> [Assignment] Wherever "setting" appears in a line of the records below, count that line, and report only the number.
::: Data for processing
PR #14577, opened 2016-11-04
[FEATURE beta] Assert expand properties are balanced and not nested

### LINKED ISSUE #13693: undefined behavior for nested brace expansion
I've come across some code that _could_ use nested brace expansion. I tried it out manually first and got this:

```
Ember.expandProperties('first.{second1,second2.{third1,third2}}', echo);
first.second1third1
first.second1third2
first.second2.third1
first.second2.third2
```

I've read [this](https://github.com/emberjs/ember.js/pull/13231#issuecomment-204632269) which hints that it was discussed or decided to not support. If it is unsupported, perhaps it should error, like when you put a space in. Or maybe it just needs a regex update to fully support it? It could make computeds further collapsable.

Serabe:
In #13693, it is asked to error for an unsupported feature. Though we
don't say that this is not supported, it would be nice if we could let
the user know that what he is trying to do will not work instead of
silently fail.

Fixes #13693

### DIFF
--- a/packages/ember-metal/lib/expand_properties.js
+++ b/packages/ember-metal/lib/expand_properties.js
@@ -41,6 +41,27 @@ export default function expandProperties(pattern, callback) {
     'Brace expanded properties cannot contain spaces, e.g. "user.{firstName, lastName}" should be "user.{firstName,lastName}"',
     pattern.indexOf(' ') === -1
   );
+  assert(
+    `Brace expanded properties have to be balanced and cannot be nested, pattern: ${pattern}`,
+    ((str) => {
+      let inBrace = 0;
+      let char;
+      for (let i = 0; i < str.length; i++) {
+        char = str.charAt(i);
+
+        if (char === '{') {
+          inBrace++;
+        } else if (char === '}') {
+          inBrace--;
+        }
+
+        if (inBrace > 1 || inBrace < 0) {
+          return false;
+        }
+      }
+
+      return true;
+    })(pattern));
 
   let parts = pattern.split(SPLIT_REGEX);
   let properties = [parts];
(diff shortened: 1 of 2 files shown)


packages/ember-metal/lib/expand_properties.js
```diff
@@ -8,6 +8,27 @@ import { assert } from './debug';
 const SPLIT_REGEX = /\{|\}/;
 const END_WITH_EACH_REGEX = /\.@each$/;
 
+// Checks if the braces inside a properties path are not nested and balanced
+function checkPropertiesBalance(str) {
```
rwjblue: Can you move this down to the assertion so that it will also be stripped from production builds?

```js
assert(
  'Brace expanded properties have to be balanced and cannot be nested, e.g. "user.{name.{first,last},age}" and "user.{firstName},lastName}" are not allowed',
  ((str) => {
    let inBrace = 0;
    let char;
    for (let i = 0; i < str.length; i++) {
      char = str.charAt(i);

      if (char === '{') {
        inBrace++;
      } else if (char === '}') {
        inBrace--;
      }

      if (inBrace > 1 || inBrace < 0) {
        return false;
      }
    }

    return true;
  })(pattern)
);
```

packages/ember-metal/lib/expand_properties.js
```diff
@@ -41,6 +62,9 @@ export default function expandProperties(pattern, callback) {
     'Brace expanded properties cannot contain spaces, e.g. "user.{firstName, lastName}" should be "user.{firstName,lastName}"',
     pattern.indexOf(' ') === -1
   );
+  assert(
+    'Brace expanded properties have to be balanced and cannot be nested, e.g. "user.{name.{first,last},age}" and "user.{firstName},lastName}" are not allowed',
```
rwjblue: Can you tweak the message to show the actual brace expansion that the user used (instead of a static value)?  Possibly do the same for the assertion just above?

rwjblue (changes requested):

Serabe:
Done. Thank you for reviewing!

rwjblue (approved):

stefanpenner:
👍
::::::
::: Data for processing
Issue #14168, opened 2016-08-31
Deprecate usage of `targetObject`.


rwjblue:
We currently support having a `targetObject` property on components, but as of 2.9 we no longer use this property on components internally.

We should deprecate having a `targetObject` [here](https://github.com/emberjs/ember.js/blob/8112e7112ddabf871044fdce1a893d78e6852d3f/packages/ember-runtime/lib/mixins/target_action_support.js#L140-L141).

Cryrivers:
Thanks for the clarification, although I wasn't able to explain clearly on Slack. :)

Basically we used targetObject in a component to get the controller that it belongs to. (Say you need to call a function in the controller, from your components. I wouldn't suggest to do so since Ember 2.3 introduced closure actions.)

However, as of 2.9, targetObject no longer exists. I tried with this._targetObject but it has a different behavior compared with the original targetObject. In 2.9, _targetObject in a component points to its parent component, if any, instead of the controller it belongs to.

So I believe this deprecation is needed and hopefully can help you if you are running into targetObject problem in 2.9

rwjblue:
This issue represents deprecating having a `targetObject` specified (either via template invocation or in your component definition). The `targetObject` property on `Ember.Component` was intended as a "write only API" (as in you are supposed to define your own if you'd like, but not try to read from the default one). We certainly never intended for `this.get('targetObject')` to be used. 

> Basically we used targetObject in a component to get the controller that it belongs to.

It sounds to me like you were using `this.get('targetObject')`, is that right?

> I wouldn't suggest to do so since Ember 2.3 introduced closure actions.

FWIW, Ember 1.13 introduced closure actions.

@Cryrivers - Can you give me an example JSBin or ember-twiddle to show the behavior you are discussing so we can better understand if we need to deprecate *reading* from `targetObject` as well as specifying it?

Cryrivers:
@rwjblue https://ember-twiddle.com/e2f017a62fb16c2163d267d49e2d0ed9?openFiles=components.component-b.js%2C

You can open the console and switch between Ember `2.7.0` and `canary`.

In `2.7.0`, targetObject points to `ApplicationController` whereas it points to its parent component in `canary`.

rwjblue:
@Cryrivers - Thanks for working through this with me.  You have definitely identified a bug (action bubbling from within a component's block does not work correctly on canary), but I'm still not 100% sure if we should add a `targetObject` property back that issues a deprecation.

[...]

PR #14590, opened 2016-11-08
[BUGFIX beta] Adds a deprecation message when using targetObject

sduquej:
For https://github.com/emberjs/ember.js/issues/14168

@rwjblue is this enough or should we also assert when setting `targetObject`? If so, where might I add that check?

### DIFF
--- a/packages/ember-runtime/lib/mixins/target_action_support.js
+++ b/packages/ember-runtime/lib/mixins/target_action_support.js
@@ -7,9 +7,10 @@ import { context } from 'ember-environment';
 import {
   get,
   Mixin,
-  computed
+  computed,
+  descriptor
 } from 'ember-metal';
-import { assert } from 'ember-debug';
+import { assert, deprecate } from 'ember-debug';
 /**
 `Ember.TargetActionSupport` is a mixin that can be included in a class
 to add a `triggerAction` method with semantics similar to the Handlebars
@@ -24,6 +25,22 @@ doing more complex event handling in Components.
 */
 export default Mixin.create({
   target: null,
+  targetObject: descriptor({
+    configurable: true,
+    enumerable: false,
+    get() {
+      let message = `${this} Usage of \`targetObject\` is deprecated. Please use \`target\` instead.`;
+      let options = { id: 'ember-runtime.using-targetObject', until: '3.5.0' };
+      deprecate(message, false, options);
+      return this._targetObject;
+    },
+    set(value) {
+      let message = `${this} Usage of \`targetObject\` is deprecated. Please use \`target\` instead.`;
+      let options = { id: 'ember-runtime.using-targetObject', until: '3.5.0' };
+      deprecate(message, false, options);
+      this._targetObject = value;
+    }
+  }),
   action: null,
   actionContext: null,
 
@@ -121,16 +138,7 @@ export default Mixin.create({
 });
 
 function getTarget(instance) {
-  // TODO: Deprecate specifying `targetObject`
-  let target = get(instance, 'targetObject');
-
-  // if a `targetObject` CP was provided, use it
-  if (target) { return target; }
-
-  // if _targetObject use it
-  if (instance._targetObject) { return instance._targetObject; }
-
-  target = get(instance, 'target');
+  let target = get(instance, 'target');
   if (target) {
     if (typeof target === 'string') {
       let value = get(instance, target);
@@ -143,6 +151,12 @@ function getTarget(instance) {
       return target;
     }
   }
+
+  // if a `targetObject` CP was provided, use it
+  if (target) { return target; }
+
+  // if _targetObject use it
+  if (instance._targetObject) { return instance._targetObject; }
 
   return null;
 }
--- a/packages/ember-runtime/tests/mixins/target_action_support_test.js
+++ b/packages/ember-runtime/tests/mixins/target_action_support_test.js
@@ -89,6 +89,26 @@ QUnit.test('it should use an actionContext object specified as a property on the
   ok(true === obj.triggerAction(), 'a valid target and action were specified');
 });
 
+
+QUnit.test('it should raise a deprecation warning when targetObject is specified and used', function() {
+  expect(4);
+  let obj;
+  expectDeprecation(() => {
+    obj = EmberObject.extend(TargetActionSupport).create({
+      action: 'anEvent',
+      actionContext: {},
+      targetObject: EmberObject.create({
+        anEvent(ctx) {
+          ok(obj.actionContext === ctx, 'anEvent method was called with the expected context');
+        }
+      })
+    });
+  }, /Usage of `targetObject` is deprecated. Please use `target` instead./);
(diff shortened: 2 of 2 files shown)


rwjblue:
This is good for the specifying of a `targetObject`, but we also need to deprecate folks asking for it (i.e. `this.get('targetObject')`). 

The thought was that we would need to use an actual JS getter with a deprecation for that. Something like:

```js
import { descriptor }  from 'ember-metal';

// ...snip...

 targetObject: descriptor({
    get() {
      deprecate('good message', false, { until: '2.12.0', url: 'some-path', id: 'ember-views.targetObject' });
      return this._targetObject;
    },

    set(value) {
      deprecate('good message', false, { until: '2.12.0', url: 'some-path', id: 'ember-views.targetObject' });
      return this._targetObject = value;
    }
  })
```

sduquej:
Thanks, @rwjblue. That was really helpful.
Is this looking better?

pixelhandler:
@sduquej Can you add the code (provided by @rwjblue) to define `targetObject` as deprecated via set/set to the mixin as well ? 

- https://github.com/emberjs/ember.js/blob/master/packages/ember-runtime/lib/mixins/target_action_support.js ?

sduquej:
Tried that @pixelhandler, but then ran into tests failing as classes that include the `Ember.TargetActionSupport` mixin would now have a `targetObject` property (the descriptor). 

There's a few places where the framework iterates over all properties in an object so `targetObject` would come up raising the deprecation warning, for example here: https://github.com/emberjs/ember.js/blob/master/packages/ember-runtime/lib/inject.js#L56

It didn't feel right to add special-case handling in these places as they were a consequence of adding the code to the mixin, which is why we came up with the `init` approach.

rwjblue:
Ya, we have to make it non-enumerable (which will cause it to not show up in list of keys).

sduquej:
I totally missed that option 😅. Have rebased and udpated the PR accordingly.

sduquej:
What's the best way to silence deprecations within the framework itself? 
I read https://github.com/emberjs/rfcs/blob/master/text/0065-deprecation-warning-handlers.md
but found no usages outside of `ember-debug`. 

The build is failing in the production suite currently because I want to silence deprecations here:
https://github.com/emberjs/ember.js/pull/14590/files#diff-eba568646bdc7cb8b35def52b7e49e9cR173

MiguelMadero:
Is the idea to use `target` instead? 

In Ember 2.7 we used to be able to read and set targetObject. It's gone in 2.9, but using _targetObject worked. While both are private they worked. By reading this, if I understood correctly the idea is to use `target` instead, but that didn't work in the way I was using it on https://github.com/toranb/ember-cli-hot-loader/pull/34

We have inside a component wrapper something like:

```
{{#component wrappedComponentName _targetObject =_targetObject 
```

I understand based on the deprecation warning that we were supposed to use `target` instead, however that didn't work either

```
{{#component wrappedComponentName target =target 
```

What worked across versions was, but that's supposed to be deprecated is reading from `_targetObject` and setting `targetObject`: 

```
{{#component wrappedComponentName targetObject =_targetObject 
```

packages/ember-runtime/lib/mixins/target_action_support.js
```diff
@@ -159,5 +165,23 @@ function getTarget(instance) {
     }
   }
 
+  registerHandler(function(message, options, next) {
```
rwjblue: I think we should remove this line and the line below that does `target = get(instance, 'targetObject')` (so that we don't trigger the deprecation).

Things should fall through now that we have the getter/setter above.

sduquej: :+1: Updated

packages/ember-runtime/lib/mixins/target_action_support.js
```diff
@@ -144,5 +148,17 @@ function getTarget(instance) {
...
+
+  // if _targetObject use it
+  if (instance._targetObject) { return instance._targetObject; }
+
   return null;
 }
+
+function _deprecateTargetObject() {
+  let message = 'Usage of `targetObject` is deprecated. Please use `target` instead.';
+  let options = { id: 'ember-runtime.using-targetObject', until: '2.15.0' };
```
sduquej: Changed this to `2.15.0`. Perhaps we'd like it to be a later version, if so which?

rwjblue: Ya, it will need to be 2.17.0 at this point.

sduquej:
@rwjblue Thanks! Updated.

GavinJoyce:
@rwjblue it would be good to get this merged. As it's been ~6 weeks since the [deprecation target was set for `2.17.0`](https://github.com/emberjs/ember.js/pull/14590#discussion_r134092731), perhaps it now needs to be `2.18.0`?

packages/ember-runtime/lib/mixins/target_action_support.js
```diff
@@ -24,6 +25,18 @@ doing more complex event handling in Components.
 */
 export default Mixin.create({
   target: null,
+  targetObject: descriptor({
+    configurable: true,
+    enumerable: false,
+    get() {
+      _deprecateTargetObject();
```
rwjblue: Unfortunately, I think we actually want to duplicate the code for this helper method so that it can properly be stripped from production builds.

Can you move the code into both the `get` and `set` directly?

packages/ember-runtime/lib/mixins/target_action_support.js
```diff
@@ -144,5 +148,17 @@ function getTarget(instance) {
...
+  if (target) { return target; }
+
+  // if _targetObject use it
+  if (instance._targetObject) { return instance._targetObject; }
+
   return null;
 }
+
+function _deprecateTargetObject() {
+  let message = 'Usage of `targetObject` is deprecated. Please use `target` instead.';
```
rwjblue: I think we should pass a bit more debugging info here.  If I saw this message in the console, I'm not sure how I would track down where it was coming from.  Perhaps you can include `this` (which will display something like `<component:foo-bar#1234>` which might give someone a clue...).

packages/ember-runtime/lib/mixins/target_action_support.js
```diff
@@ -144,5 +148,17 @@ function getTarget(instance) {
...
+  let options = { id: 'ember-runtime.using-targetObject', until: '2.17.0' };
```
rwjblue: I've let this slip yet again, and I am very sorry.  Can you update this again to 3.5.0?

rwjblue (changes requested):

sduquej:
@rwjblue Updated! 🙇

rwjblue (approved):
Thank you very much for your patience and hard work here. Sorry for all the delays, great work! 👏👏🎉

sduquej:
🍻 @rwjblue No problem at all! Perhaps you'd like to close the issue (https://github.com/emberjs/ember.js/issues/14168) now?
::::::
> [Task result] 2